(Stored items)
--------------------------------
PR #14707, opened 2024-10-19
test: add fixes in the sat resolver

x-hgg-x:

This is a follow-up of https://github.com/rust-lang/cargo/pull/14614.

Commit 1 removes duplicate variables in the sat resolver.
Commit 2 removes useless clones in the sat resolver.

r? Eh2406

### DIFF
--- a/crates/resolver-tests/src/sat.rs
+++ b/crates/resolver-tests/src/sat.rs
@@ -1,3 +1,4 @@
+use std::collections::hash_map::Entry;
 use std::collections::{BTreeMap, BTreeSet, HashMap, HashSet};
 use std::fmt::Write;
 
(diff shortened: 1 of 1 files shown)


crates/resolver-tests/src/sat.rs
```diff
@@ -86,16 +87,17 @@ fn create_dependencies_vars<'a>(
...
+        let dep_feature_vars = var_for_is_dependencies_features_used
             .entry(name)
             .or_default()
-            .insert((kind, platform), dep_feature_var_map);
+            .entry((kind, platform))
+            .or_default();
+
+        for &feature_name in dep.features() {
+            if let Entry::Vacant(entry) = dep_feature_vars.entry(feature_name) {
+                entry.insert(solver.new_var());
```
--------------------------------
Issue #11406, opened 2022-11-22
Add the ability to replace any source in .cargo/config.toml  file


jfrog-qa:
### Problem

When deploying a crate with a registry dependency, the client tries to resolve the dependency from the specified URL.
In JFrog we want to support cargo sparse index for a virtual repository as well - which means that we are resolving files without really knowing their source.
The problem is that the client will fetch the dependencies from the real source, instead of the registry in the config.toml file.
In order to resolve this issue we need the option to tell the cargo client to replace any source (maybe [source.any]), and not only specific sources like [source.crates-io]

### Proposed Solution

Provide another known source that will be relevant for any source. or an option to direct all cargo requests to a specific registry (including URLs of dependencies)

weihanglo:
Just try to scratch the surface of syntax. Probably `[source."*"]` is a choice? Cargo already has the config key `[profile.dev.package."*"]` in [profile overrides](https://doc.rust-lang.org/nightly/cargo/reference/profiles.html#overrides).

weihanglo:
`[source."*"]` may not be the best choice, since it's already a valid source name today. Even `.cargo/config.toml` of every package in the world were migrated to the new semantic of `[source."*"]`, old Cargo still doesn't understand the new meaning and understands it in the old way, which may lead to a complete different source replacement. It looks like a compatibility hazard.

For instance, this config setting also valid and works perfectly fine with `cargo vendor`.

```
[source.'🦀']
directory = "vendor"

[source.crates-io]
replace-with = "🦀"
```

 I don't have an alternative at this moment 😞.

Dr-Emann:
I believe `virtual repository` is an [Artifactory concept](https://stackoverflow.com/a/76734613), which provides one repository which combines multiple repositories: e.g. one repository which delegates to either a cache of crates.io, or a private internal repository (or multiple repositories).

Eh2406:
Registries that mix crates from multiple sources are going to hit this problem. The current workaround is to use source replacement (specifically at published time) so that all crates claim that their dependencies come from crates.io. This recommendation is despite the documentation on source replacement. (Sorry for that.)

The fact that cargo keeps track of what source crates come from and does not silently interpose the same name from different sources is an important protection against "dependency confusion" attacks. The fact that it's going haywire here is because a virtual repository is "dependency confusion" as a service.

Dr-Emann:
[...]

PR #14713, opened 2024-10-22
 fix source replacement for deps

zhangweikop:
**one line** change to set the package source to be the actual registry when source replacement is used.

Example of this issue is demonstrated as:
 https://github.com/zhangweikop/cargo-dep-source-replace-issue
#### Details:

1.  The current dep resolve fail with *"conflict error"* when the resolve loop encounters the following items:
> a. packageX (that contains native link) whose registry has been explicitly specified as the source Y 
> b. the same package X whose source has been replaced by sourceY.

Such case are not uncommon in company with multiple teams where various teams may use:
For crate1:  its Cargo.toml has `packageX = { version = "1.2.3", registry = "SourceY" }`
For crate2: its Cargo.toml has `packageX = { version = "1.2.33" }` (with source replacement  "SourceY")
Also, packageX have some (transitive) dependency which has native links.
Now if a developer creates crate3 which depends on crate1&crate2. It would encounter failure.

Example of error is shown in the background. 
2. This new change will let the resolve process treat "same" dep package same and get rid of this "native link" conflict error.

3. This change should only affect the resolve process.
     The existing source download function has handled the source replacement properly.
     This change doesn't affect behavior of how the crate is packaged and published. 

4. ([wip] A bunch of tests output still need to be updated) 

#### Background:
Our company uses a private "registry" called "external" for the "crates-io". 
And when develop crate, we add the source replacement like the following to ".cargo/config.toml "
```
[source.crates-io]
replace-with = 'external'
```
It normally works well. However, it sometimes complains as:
--------------------------------
### Work to be completed
What you return must be an exact retyping of the lines above starting at the line with "In order to" and ending at the line with "### Proposed Solution", and nothing besides.

### Solution
In order to resolve this issue we need the option to tell the cargo client to replace any source (maybe [source.any]), and not only specific sources like [source.crates-io]

### Proposed Solution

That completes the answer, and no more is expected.